The worst part about reading Romeo and Juliet again, aside from the fact that I’m going to face some major high school déjà vu on the first day of classes, is that the only reason I’m taking this class is to make room for “Major Course Work.” Well, my major is undecided. So what Course Work will I be doing?

I thought I knew who I wanted to be. Like Josh keeps pointing out, I was a great detective when we were younger. Then I realized my mom had a drug and alcohol problem. Then my mom sent me to live with my aunt. Then my mom died. Then my aunt died. Suddenly my life is spiraling out of control and I’m not so sure I want to be a detective anymore. I don’t think I’ll be good at it. I couldn’t see that my mom was sick. I didn’t know that my aunt was planning on killing herself after my eighteenth birthday. Clearly I’m not as observant as I thought I was.

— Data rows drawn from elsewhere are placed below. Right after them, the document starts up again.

PR #2001, opened 2026-07-28
feat(flux-react): add Reconcile and Suspend buttons to resource cards

marians:
### What does this PR do?

Adds **Reconcile** and **Suspend**/**Resume** buttons to the footer of the Flux resource cards in the details panel, and removes the now-redundant `flux reconcile` / `flux suspend` / `flux resume` entries from the card's copy-command menu (`kubectl get -o yaml` and `kubectl describe` stay).

The buttons appear on every card in the panel — the selected resource as well as its source and dependency cards — so e.g. a `GitRepository` can be reconciled straight from the `HelmRelease` panel.

All eight kinds the panel renders get the buttons, **`ImagePolicy` included**. An earlier revision of this PR excluded it, claiming Flux supported neither operation for the kind; that was wrong, as [pointed out in review](https://github.com/giantswarm/backstage/pull/2001#discussion_r3665559595). Both `crds.fluxcd.v1.ImagePolicy` and `v1beta2` declare `spec.suspend` _and_ `status.lastHandledReconcileAt`, i.e. image-reflector-controller honours exactly the mechanism this PR uses. What Flux actually lacks is the _CLI_ subcommand — there is no `flux reconcile image policy` — which is why the old copy-command map omitted the kind and why the allowlist inherited from it was wrong.

- **Reconcile** patches the `reconcile.fluxcd.io/requestedAt` annotation, equivalent to plain `flux reconcile <kind> <name>`. No `--with-source`; since source cards have their own button, that is two clicks away.
- **Suspend / Resume** is a single button that patches `spec.suspend`; its label, icon and target value follow the current state. No confirmation dialog — it is immediately reversible, and the result is reported via a toast.

Reconcile is disabled in two cases, each with a tooltip explaining why:

1. While the resource is **suspended**, because a suspended resource ignores the annotation.
2. Until a requested reconciliation has been **picked up by the controller**, determined the same way Flux itself does it: comparing the annotation against `status.lastHandledReconcileAt` (new `FluxObject.isReconcileRequestPending()`). Because that reads off the resource rather than local UI state, the button is also disabled for a request someone else made — via the `flux` CLI, say — and the state survives a page reload.

The two common Flux operations no longer require leaving Backstage for a terminal.

**Users with read-only cluster access see no buttons at all.** This is the first Kubernetes write path from the browser in this repo, so the write affordances are gated on a `SelfSubjectAccessReview` (`verb: patch`) against the target cluster before anything is rendered. The check:

- **Fails closed** — while the review is in flight, or if it fails, nothing is shown; a button never flashes in and then disappears.
- Is **cached per cluster + API group + resource + namespace**, so one review covers every card of that kind in that namespace rather than one call per card.
- Works for read-only users, since the built-in `system:basic-user` ClusterRole grants `create` on `selfsubjectaccessreviews` to every authenticated user.

Known limitation, accepted deliberately: omitting the resource name from the review means a user granted `patch` through an RBAC rule using `resourceNames` will not see the buttons even though the write would succeed. This fails closed, so nothing breaks. If it turns out to affect real users, the cheap fix is a second-tier name-scoped review only when the namespace-wide one is denied.

A rejected patch is still reported as a permission error toast — `SelfSubjectAccessReview` is advisory, and a webhook authorizer can refuse where RBAC would allow.

### How does it look like?

Footer of a resource card, alongside the existing copy-command and AI-chat buttons:

image

No backend or config change was needed. `kubernetesApi.proxy()` already forwards an arbitrary `RequestInit`, and the backend `/proxy` handler is mounted for all HTTP methods — and, importantly, _before_ `express.json()`, so a PATCH body streams through untouched. Authorization is delegated entirely to the target apiserver via the signed-in user's own OIDC token.

Three details in `kubernetes-react` worth a reviewer's attention:

- `patchResource` passes `Content-Type` as a **plain object**. `KubernetesClient.getKubernetesHeaders` object-spreads `init.headers`, and a `Headers` instance spreads to `{}` — which would silently drop the content type. There is a test pinning this.
- New `KubeObject.getResolvedGVK()` reports the API version an object was actually _read_ at. Reads resolve their version through discovery, so building a write from the class-level `getGVK()` could target a version the cluster does not serve, and would produce cache keys that do not match the ones the read hooks registered.
- The access-review and mutation query keys deliberately avoid the `'cluster'` prefix: `useClusterQueries` filters the active react-query cache on `queryKey[0] === 'cluster'` to drive the per-cluster loading/error banners, and a permission probe must not surface there.

Two smaller notes:

- A pending reconcile request now also triggers the fast (3s) refetch interval in `useFluxResources`. Without it the button would have sat on the 15s poll and looked stuck for far longer than the controller actually takes. The existing `isReconciling()` check there covered only four of the eight collections; the new check covers all eight.
- The disabled Reconcile button uses a **MUI v4** `Tooltip` around a `<span>` rather than the bui one: a disabled react-aria button sets the `disabled` attribute and so receives no hover events, meaning a bui `Tooltip` on it would never appear.

`flux-react` gained two **devDependencies** (`@tanstack/react-query`, `@backstage/plugin-kubernetes-react`) that the new tests need — `no-undeclared-imports` correctly rejected them otherwise. Runtime dependencies are unchanged; the component imports neither.

Verified manually in a local instance against a real management cluster, plus `yarn test` (162 tests / 23 suites), `yarn tsc`, `yarn lint` and `yarn prettier:check`.

No.


plugins/flux-react/src/hooks/useFluxResources/useFluxResources.ts
```diff
@@ -229,15 +229,35 @@ export function useFluxResources(clusters: string | string[] | null) {
...
+    const requestPending = [
+      kustomizations,
+      helmReleases,
+      gitRepositories,
+      ociRepositories,
+      helmRepositories,
+      imagePolicies,
+      imageRepositories,
+      imageUpdateAutomations,
+    ].some(resources => resources.some(r => r.isReconcileRequestPending()));
```
marians: `isReconcileRequestPending()` stays true for as long as the annotation differs from `status.lastHandledReconcileAt`, and there are cases where that never converges — the easiest one is reachable with this PR's own buttons: click **Reconcile**, then **Suspend** before the controller picks the request up. Flux's reconcilers return early on `spec.suspend` *without* patching `status`, so `lastHandledReconcileAt` stays behind for as long as the object is suspended. Same for an object no controller is reconciling: a `HelmRepository` with `spec.type: oci` (source-controller treats those as static and never writes a status), or a CRD installed without its controller running.

Because this single `refetchInterval` is shared by all eight `useResources` calls, one such object pins the whole Flux page at the 3s poll indefinitely — 8 list requests per selected cluster every 3 seconds, for every user viewing that installation, and it never falls back to the 15s baseline until someone removes the annotation by hand. Note this also scans `imagePolicies`, which get no button and so can only ever have been annotated out-of-band.

At minimum I'd exclude suspended resources here (`r => !r.isSuspended() && r.isReconcileRequestPending()`), which also fixes the related UI symptom: for a suspended-with-outstanding-request object the Reconcile button is disabled with the "waiting to be picked up" tooltip, which is not what is actually blocking it. For the no-controller case some bound on how long a pending request can hold the fast interval would be safer.

plugins/kubernetes-react/src/hooks/useSelfSubjectAccessReview/useSelfSubjectAccessReview.ts
```diff
@@ -0,0 +1,62 @@
...
+      verb,
+    ],
+    queryFn: () =>
+      createSelfSubjectAccessReview({
+        kubernetesApi,
+        cluster,
+        resourceAttributes,
+      }),
+    enabled: (options.enabled ?? true) && Boolean(cluster),
+    staleTime: STALE_TIME,
```
marians, line 53: This verdict gets persisted to `localStorage`. `plugins/flux/src/components/QueryClientProvider.tsx` wraps everything in `PersistQueryClientProvider` with `createAsyncStoragePersister({ storage: window.localStorage })` and no `dehydrateOptions`, so the default `shouldDehydrateQuery` (any query in `success` state) dehydrates this one too, with `maxAge` = 1h — and nothing ever calls `persister.removeClient()`, including on sign-out.

Concrete scenario: someone with `patch` uses the Flux page, signs out, and a read-only colleague signs in on the same browser (or the same user's grant is revoked). On the flux page the cache rehydrates `allowed: true` for that cluster/group/resource/namespace, so `canPatch` is true on first paint and Reconcile/Suspend render — then vanish a moment later when the background revalidation (stale on mount, `staleTime` 5min) returns `false`. That's exactly the "button flashes in and then disappears" the fail-closed design is meant to prevent, plus a 403 error toast for anyone who clicks fast enough.

Cheapest fix is to keep permission probes out of the persisted cache — e.g. tag the query (`meta: { persist: false }`) and add a `dehydrateOptions.shouldDehydrateQuery` filter in the plugin `QueryClientProvider`s that honours it.

plugins/kubernetes-react/src/lib/k8s/KubeObject.ts
```diff
@@ -143,4 +146,25 @@ export class KubeObject<T extends KubeObjectInterface = any> {
...
+   * so writes and cache invalidations must use this — targeting the static
+   * version can hit a version the cluster does not serve, and produces query
+   * keys that do not match the ones the read hooks registered.
+   */
+  getResolvedGVK(): CustomResourceMatcher {
+    const ctor = this.constructor as typeof KubeObject;
+
+    return {
+      apiVersion: this.getApiVersionSuffix(),
+      group: this.getGroup() ?? ctor.group,
```
marians: `getGroup()` is `apiVersion.split('/')[0]`, so for a core object (`apiVersion: 'v1'`) it returns `'v1'`, not `''` — the `?? ctor.group` fallback only kicks in when `apiVersion` is missing entirely. For any `isCore` resource this therefore yields `{ group: 'v1', apiVersion: 'v1' }`, with two consequences for the two things this method exists for:

- the invalidation keys in `useFluxResourceActions` become `['cluster', c, 'list', 'v1', 'v1', plural]`, while `useListResources`/`useGetResource` registered `['cluster', c, 'list', 'v1', plural]` (their `.filter(Boolean)` drops the empty group) — so `invalidateQueries` matches nothing and the UI keeps rendering pre-mutation state after a successful write;
- an access review built from it asks about `group: 'v1'`, which no authorizer recognises → always `allowed: false` → the write affordances never appear.

Latent today since only Flux CRs use it, but this is a documented general helper on `KubeObject`, so worth pinning down now.

```suggestion
      group: ctor.isCore ? '' : (this.getGroup() ?? ctor.group),
```

plugins/flux-react/src/components/FluxOverview/ResourceCard/utils/fluxActions.ts
```diff
@@ -0,0 +1,29 @@
+import {
+  FluxObject,
+  KubeObject,
+} from '@giantswarm/backstage-plugin-kubernetes-react';
+
+/**
+ * Kinds that Flux can reconcile on demand and suspend.
+ *
+ * `ImagePolicy` is absent on purpose: Flux has neither a reconcile request nor
```
marians: This justification does not hold up against the CRD schemas: both `crds.fluxcd.v1beta2.ImagePolicy` and `crds.fluxcd.v1.ImagePolicy` declare `spec.suspend` *and* `status.lastHandledReconcileAt` (see `node_modules/@giantswarm/k8s-types/dist/types/crds/fluxcd/v1/ImagePolicy.d.ts`, lines 126 and 171), i.e. image-reflector-controller honours both the reconcile-request annotation and suspend for ImagePolicy — the same mechanism this PR uses.

What Flux actually lacks is the *CLI* subcommand (`flux reconcile image policy` / `flux suspend image policy` don't exist), which is why the old copy-command map omitted the kind. Not a bug, but the comment will mislead the next reader, and it means we're withholding two operations that would work. Same wording appears in the changeset and the PR description.

marians (commented):
Careful diff pass. The core mechanics check out — I verified independently that the upstream `/proxy` router is mounted before `express.json()` (so the PATCH body streams through), that both `getKubernetesHeaders` implementations object-spread `init.headers` (hence the plain-object `Content-Type`), that the invalidation keys match what `useListResources`/`useGetResource` register, that `backend.cors.methods` already includes `PATCH`, and that the effect dep list now covers all eight collections. Four things below, one of them worth fixing before merge.

plugins/flux-react/src/components/FluxOverview/ResourceCard/utils/fluxActions.ts
marians: Confirmed and fixed in 73fad4f1 — you are right on both counts.

I checked the schemas directly: `ImagePolicy.d.ts` (v1 and v1beta2) declares `spec.suspend` ("tells the controller to suspend subsequent policy reconciliations") and `status.lastHandledReconcileAt` ("so a change of the annotation value can be detected"). The kind now gets both buttons rather than just a corrected comment, since withholding working operations was the worse half of the problem. `ImagePolicy` already extended `FluxObject`, so no hierarchy change was needed.

The allowlist comment now explains what it actually encodes — CRDs carrying `spec.suspend` + `status.lastHandledReconcileAt` — and calls out explicitly that this is a *wider* set than the `flux` CLI subcommands, so the next reader does not re-derive the wrong rule. Same correction applied to the changeset and the PR description.

Kept it as an explicit allowlist rather than collapsing to `instanceof FluxObject`, so a future Flux resource class without those fields does not silently get buttons that cannot work. New tests cover an ImagePolicy getting both actions (asserting the review asks about `imagepolicies`/`image.toolkit.fluxcd.io`), suspending one, and Resume for a suspended one; the negative case now uses a `ConfigMap` to exercise the non-Flux guard.

This also resolves the sub-point in your `useFluxResources` comment about the pending-request scan covering `imagePolicies` that had no button — they have buttons now.

plugins/kubernetes-react/src/lib/k8s/KubeObject.ts
marians: Confirmed and applied your suggestion in c1eaa222.

Verified the reachability: `ConfigMap`, `Secret` and `Namespace` all set `isCore = true` and none of them declares a `static group`, so `ctor.group` is `undefined` and the fallback could not have rescued it even if it had fired. Both consequences you list are exactly right.

Added `KubeObject.test.ts` covering the custom-resource case, the object-version-over-class-default case, an empty group for a core resource, and — most usefully — that a key built from `getResolvedGVK()` collapses under `.filter(Boolean)` to the same shape `useListResources` registers. That last one is the assertion that would actually have caught this.

plugins/kubernetes-react/src/hooks/useSelfSubjectAccessReview/useSelfSubjectAccessReview.ts
marians: Confirmed and fixed in c1eaa222, taking your suggested approach.

I verified the whole chain: all three persisting providers (`flux`, `gs`, `agent-platform`) pass `persistOptions={{ persister, maxAge }}` with no `dehydrateOptions`, and a repo-wide grep for `removeClient` / `dehydrateOptions` / `shouldDehydrateQuery` returned nothing at all — so there was no cache clearing anywhere, on sign-out or otherwise.

Rather than filter by query key in each provider, `kubernetes-react` now exports the convention: `NON_PERSISTED_QUERY_META` to tag a query and a `shouldDehydrateQuery` that keeps the library default (successful queries only) and additionally drops anything tagged. The access review carries the tag; all three providers pass the filter. One definition, and it generalises to any future identity- or permission-scoped query.

Note this only stops *new* writes — a browser that already has a verdict in localStorage from an earlier build keeps it until `maxAge` (1h) expires. Not worth a migration in my view, but worth knowing if you test the scenario on a browser that has used the current PR build.

Tests cover the filter directly, including that unrelated `meta` does not accidentally opt a query out.

plugins/flux-react/src/hooks/useFluxResources/useFluxResources.ts
marians: Agreed — this was the real bug of the four, and it was mine. Fixed in c1eaa222.

The predicate moved to `awaitsReconcileHandling.ts` (extracted so it is unit-testable without mocking eight `useResources` calls) and is now deliberately stricter than `isReconcileRequestPending()`:

- **Suspended objects excluded**, as you suggested.
- **The acceleration is bounded**: a request only speeds up the poll if its annotation parses as a timestamp within 2 minutes of now. That covers the no-controller case you raise, plus an annotation applied out-of-band long ago, and it degrades safely — the value is an opaque token to Flux, so an unparseable one gets no acceleration at all. Clock skew in either direction is tolerated via `Math.abs`.

I kept the button's own disabled state on the plain `isReconcileRequestPending()`, since "Flux still considers this outstanding" is the honest answer there; only the polling policy needs the narrower test. The tests assert that split explicitly — for a suspended or stale request, `awaitsReconcileHandling` is false while `isReconcileRequestPending` stays true.

One correction on a sub-point: the tooltip is already right. `FluxResourceActions` checks `isSuspended` first, so a suspended-with-outstanding-request object shows "Suspended resources are not reconciled. Resume it first." rather than the waiting-to-be-picked-up text. Only the polling half needed fixing.

The `imagePolicies` observation resolved differently — they now get buttons too, per the ImagePolicy thread.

If I’m not a detective, what can I be? I’m sort of low on Marketable Traits. I’m a pretty mean waitress. Not mean as in like not nice but mean as in I can carry heavy trays full of food for ten hours straight and never drop a thing. I got straight A’s in school. I was the valedictorian. But who cares about that stuff? It mattered in high school. I earned money to support myself, learned how to take care of myself at a young age, but that literally doesn’t matter in the grand scheme of things. Not when you’re competing with people who cure cancer and discover ways to make cars work without gas.

Before our trip to the Griffith Observatory yesterday, I had accepted that I would go into UCLA with an undeclared major and hopefully figure it out after my freshman year. After our trip to the Griffith Observatory yesterday, I feel like I have to decide right now what I’m going to do with my life. This stupid boy with his stupid secret admirer notes and his stupid instructions is totally ruining my life!

Even though I’m mad that the trip to the Hollywood Sign made me feel like I need to do something about the road my life is headed down, I’m also happy. In a way, sitting on that picnic table with Josh, thinking about nothing and everything at the same time, was the best thing to have happened to me in a long time.

“Knock knock!” Josh says as he opens my bedroom door. “Can I come in?”

I put down my copy of Romeo and Juliet and glare at him. “It appears you already have.”